Mr Nguyen was also involved in this fraud as was Lawrence Charles, a forklift driver who works for CCC. At least every second weekend between about 2007 and 2009, they were instructed by Mr Lee as to which containers were to have plate details changed. The identified containers would be moved and placed in separate stacks on the Saturday. On the Sunday, they would remove the decals off the containers, replace them with new ones and use a cleaning product to make the new decals look old. Mr Nguyen was also involved in the grinding down of the stamped numbers. Once this work was done, the containers were returned to a stack. Mr Lee paid Mr Charles $100 in cash for the Saturday work and $200 for Sundays.
If a container was wrongfully sold, then when the proper owner called for it, a problem arose, because the container was not available. This was addressed by taking another replacement container and changing the lettering and numbering to match the stolen container’s information. In this way, the theft and wrongful sale of the containers was hidden.
Mr Lee did not file a defence to this part of the claim against him. He is liable for the conversion of the containers which he sold wrongfully. He intentionally dealt with them in a manner which was repugnant to CCC’s immediate right to possession of them.[58]
[58]Penfolds Wines Pty Ltd v Elliot (1946) 74 CLR 204, 229.

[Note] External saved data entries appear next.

PR #3255, opened 2023-07-07
Fix C example in README

### LINKED ISSUE #3239: C interface example in README is not in C
The example in the README for how to use the functions in `glslang_c_interface.h` is not itself written in C but rather in C++ with use of things like std::vector. It should really be in C so someone could just copy and paste it into a C project.

ncesario-lunarg:
Remove the usage of C++ STL types in the C-only interface example.

Fixes #3239.

### DIFF
--- a/README.md
+++ b/README.md
@@ -425,9 +425,18 @@ warning/error and other options for controlling compilation.
 
 This interface is located `glslang_c_interface.h` and exposes functionality similar to the C++ interface. The following snippet is a complete example showing how to compile GLSL into SPIR-V 1.5 for Vulkan 1.2.
 
-```cxx
-std::vector<uint32_t> compileShaderToSPIRV_Vulkan(glslang_stage_t stage, const char* shaderSource, const char* fileName)
-{
+```c
+#include <glslang/Include/glslang_c_interface.h>
+
+// Required for use of glslang_default_resource
+#include <glslang/Public/resource_limits_c.h>
+
+typedef struct SpirVBinary {
+    uint32_t *words; // SPIR-V words
+    int size; // number of words in SPIR-V binary
+} SpirVBinary;
+
+SpirVBinary compileShaderToSPIRV_Vulkan(glslang_stage_t stage, const char* shaderSource, const char* fileName) {
     const glslang_input_t input = {
         .language = GLSLANG_SOURCE_GLSL,
         .stage = stage,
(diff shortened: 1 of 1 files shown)


README.md
```diff
@@ -425,9 +425,21 @@ warning/error and other options for controlling compilation.
 
 This interface is located `glslang_c_interface.h` and exposes functionality similar to the C++ interface. The following snippet is a complete example showing how to compile GLSL into SPIR-V 1.5 for Vulkan 1.2.
 
-```cxx
-std::vector<uint32_t> compileShaderToSPIRV_Vulkan(glslang_stage_t stage, const char* shaderSource, const char* fileName)
-{
+```c
+// Included for uint32_t
```
arcady-lunarg, line 429: You don't need to include this since you're already not including stdio.h and people can figure out where to get uint32_t on their own.

README.md
```diff
@@ -441,18 +453,22 @@ std::vector<uint32_t> compileShaderToSPIRV_Vulkan(glslang_stage_t stage, const c
         .force_default_version_and_profile = false,
         .forward_compatible = false,
         .messages = GLSLANG_MSG_DEFAULT_BIT,
-        .resource = reinterpret_cast<const glslang_resource_t*>(&glslang::DefaultTBuiltInResource),
+        .resource = glslang_default_resource(),
     };
 
     glslang_shader_t* shader = glslang_shader_create(&input);
 
+    SpirVBinary bin = {
```
arcady-lunarg, line 461: I like this way of doing it.

README.md
```diff
@@ -473,22 +489,24 @@ std::vector<uint32_t> compileShaderToSPIRV_Vulkan(glslang_stage_t stage, const c
...
-    glslang_program_SPIRV_get(program, outShaderModule.data());
+    bin.size = glslang_program_SPIRV_get_size(program);
+    bin.words = malloc(bin.size * sizeof(uint32_t));
+    glslang_program_SPIRV_get(program, bin.words);
 
     const char* spirv_messages = glslang_program_SPIRV_get_messages(program);
-    if (spirv_messages)
+    if (spirv_messages) {
         printf("(%s) %s\b", fileName, spirv_messages);
+    }
```
arcady-lunarg, line 504: No need to add these braces IMO.

arcady-lunarg (changes requested):
Just some minor nits, feel free to disagree with my suggestions. Thanks for taking care of this, I did test the sample code and it works.

README.md
ncesario-lunarg: I'll leave them off if that's the preferred style.

ncesario-lunarg:
> Just some minor nits, feel free to disagree with my suggestions. Thanks for taking care of this, I did test the sample code and it works.

Thanks for testing it! I tried it out on clang 16 and gcc 13, but not older compilers.

arcady-lunarg (approved):
LGTM

PR #4251, opened 2026-05-06
Only use cooperative matrix conversions when needed

gorazd-sumkovski-arm:
Conversions should only be used when needed, such as when the matrix use differs. When creating an array of KHR cooperative matrices it is not needed.


kpet:
@jeffbolznv You might want to take a look at this PR.

jeffbolznv (approved):

arcady-lunarg (approved):

PR #4253, opened 2026-05-06
Ignore .jj tree for .gitignore and license check

dneto0:
The jj version control system uses .jj/** for storing its data, like git uses .git/**


dneto0:
This is a non-functional change

arcady-lunarg (approved):

PR #4256, opened 2026-05-06
Add REUSE compliance infrastructure and contributing guidelines

KhronosWebservices:
Establishes REUSE-compliant license tracking for the repository. Adds REUSE.toml mapping all files to their correct SPDX identifiers, full license texts for all licenses in use (Apache-2.0, BSD-2-Clause, BSD-3-Clause, MIT, MIT-Khronos-old, CC-BY-4.0, GPL-3.0-or-later with Bison exception, and LicenseRef-NVIDIA-MIT), and a GitHub Actions workflow that runs the FSFE REUSE compliance checker on every push and pull request.                                                                                         
                                         
Also adds CONTRIBUTING.md documenting how to submit contributions, SPDX licensing requirements, the Apache 2.0 CLA terms, and the policy on AI-assisted contributions.       

This was as a fairly extensive undertaking, and to the best of my knowledge nothing was missed. Please leave a comment if something doesn't make sense to you. 

The CLA  for this repository should also be updated from MIT to Apache 2.0 once these changes are made.


KhronosWebservices:
How should this repository get around the Kokoro checks with these errors:

5 errors:
* LICENSES/Bison-exception-2.2.txt has no license
* LICENSES/GPL-3.0-or-later.txt uses unsupported license 'GPL-3.0'
* LICENSES/LicenseRef-NVIDIA-MIT.txt has no license
* LICENSES/MIT-Khronos-old.txt has no license
* REUSE.toml has no license

Can the Kokoro config be set to ignore these files? Or do we need to disable reuse on this repository?

oddhack:
> How should this repository get around the Kokoro checks with these errors:
> 
> 5 errors:
> 
> * LICENSES/Bison-exception-2.2.txt has no license
> * LICENSES/GPL-3.0-or-later.txt uses unsupported license 'GPL-3.0'
> * LICENSES/LicenseRef-NVIDIA-MIT.txt has no license
> * LICENSES/MIT-Khronos-old.txt has no license
> * REUSE.toml has no license
> 
> Can the Kokoro config be set to ignore these files? Or do we need to disable reuse on this repository?

The REUSE bits of this look fine. I guess the Kokoro checks are using another license checker that I know nothing about, but hopefully it can be configured to ignore the same REUSE metadata that REUSE itself ignores (e.g. REUSE.toml and the LICENSES/ directory). Perhaps the Kokoro checks could be removed, but that seems kinda intrusive on the repo and maybe there's a need for them.

N.b. there are process advantages to implementing REUSE in all our repos, in that we can generate manifests easily if that ever comes up (for example).

oddhack (approved):
I can't speak to the Kokoro aspects but the REUSE stuff LGTM.

KhronosWebservices:
Thanks @oddhack. As we are moving towards all Khronos repos using reuse, it would be good to figure how to make it work here too.

oddhack:
> Thanks @oddhack. As we are moving towards all Khronos repos using reuse, it would be good to figure how to make it work here too.

It looks like there's a license-checker.cfg file that controls the license-check kokoro stage based on casual inspection of the build logs and kokoro repo: https://github.com/google/shaderc/blob/main/license-checker.cfg

Whether that's in this repository and can be modified, I don't know.

arcady-lunarg:
There does appear to be a license_checker.cfg in the glslang repository, you can probably just update it, there's an "exclude" section in there. It does seem a bit redundant to be doing two separate license checks though.

KhronosWebservices:
Is there way to disable the licensing checks in Kokoro? If not, trying to exclude should be fine.

arcady-lunarg:
@dneto0 Do you think it makes sense to keep the kokoro license check given that this is going to be checked  on the github/Khronos side now? Otherwise I suppose we should just add these files to the exclude list.

dneto0:
> @dneto0 Do you think it makes sense to keep the kokoro license check given that this is going to be checked on the github/Khronos side now? Otherwise I suppose we should just add these files to the exclude list.

I have to go through some bureaucracy on our side when licensing metadata is updated.  So I'd prefer the early warning via the Kokoro bot.  So I prefer adding the exclusions.

I'll try suggesting a patch.

dneto0:
FYI, for the CI-android-ndk-check , that should resolve itself after you rebase onto main.
(The github-side scripts assume an older NDK that I've since removed from the testing image)

dneto0:
Modify the license-checker.cfg files with this patch:

```
diff --git a/license-checker.cfg b/license-checker.cfg
index 8298857eb..58df087b8 100644
--- a/license-checker.cfg
+++ b/license-checker.cfg
@@ -15,6 +15,7 @@
 
                     "_config.yml",
                     ".*",
+                    ".*/**",^M
                     ".github/workflows/*.yml",
                     ".github/workflows/*.js",
                     "CMakeSettings.json",
@@ -22,6 +23,10 @@
                     "known_good.json",
                     "LICENSE.txt",
                     "make-revision",
+                    "standalone.gclient",^M
+                    "standalone.gclient_entries",^M
+                    "LICENSES/*",^M
+                    "REUSE.toml",^M
                     "WORKSPACE",
 
                     "glslang/OSDependent/Web/glslang.*.js",
```

arcady-lunarg:
@KhronosWebservices could you rebase this and update the license-checker.cfg file as suggested above?

arcady-lunarg (approved):

PR #4257, opened 2026-05-06
Adjust tests for the ENABLE_HLSL=OFF case

dneto0:
Issue: #4210


dneto0:
cc: @dnovillo

dnovillo (approved):
Thanks for fixing my oversight! LGTM. I think we should have a CI that tests ENABLE_HLSL=0

PR #4262, opened 2026-05-07
Omit SPV NonUniform decoration with descriptor heaps

### LINKED ISSUE #4258: Uniformity decorations are backwards when using descriptor heaps
When GLSL_EXT_descriptor_heap is used, it generates SPIR-V with the DescriptorHeapEXT capability, which allows the SPIR-V NonUniform decoration to be dropped, and instead asks for the Uniform decoration to be applied as a guarantee to the compiler.

Device compilers already do uniformity analysis so glslang doesn't necessarily need to add the Uniform hint anywhere (though an extension to do that would be nice), but it shouldn't add the NonUniform decoration to the output.

Tobski:
This is not required by the SPIR-V spec when descriptor heaps are used. This change makes it so that if the application enables GL_EXT_descriptor_heap, non-uniform decorations in GLSL are still required, but are not output in the SPIR-V, instead requiring SPV_EXT_descriptor_heap and the DescriptorHeapEXT capability.

Uniform decorations are _not_ added when non-uniformity is detected, as this is something that should be added by users, if we ever add this ability to GLSL, rather than auto-detected (as drivers can do that themselves).

Fixes #4258


Tobski:
cc @spencer-lunarg

arcady-lunarg (approved):

PR #4263, opened 2026-05-07
DO NOT SUBMIT kokoro: linux gn flow support for no HLSL. DO NOT SUBMIT

dneto0:


dneto0:
oh, hilariously, the 'gn' build doesn't have an active kokoro configuration.

arcady-lunarg:
Having some CI coverage for the gn build would be helpful for us not breaking it.

dneto0:
> Having some CI coverage for the gn build would be helpful for us not breaking it.

Agreed.  The Github-side files exist but it also needs an inside-google configuration.  I assumed it existed but it does not. 

As you can probably tell I'm in the middle of setting up HLSL-disabled flows.  But got stuck because my local testing of the gn config is not working.  Stay tuned.

If this goes very long without a resolution, I'll set up a dumm always-pass config on the GitHub side, so that I can configure the inside-google side.

dneto0:
See #4268 instead

PR #4267, opened 2026-05-11
GL_KHR_compute_shader_derivatives - Update expected result for a test that previously (incorrectly) failed validation

janharaldfredriksen-arm:
A follow up to #4247 that gets rid of the expected SPIRV validation failure after a fix in that repo.

I updated known good to the SPIRV-Tools revision that introduce the fix. Let me know if you want to that bit differently.

(I left the known good khr / gitlab file alone since it doesn't look that's been updated for years.)


arcady-lunarg (approved):

arcady-lunarg:
Thanks for following up on this.

PR #4268, opened 2026-05-12
Make GN builds work again

dneto0:
- Create or update files as needed to make a working standalone GN build. It assumes sources for dependencies have already been downloaded, as is done by ./update_glslang_sources.py

  See DEPS for build instructions.

- Add Kokoro configurations for Linux with GCC that exercise the default build, and one that disables the HLSL frontend. The GCC is the one taken from the 'sysroot' downloaded by gclient.

Issue: #4210

### DIFF
--- a/.gitignore
+++ b/.gitignore
@@ -22,6 +22,9 @@ CMakeUserPresets.json
 third_party/
 buildtools/
 tools/
+.gclient_previous_sync_commits
+.gcs_entries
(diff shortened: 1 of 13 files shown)


dneto0:
cc @dnovillo  This needs a Google-side config change for the kokoro configs to take effect

arcady-lunarg (approved):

CCC suffered loss because it was required to pay the third party owners of some of the converted shipping containers. In this regard, it has paid a total of $1,080,114 to shipping lines in settlement of their claims for missing containers. CCC is entitled to an award of damages for conversion in that amount together with interest. Exemplary damages of $10,000 are also sought against him. I will order that he pay that amount by way of exemplary damages. Again, Mr Lee’s wrongdoing, in the circumstances, was undertaken in complete disregard of the rights of CCC.
Conclusion
For the foregoing reasons, the Plaintiffs will succeed in each of their claims against the Defendants. I will ask the parties to bring in minutes of orders to reflect these reasons and to address me as to the question of costs.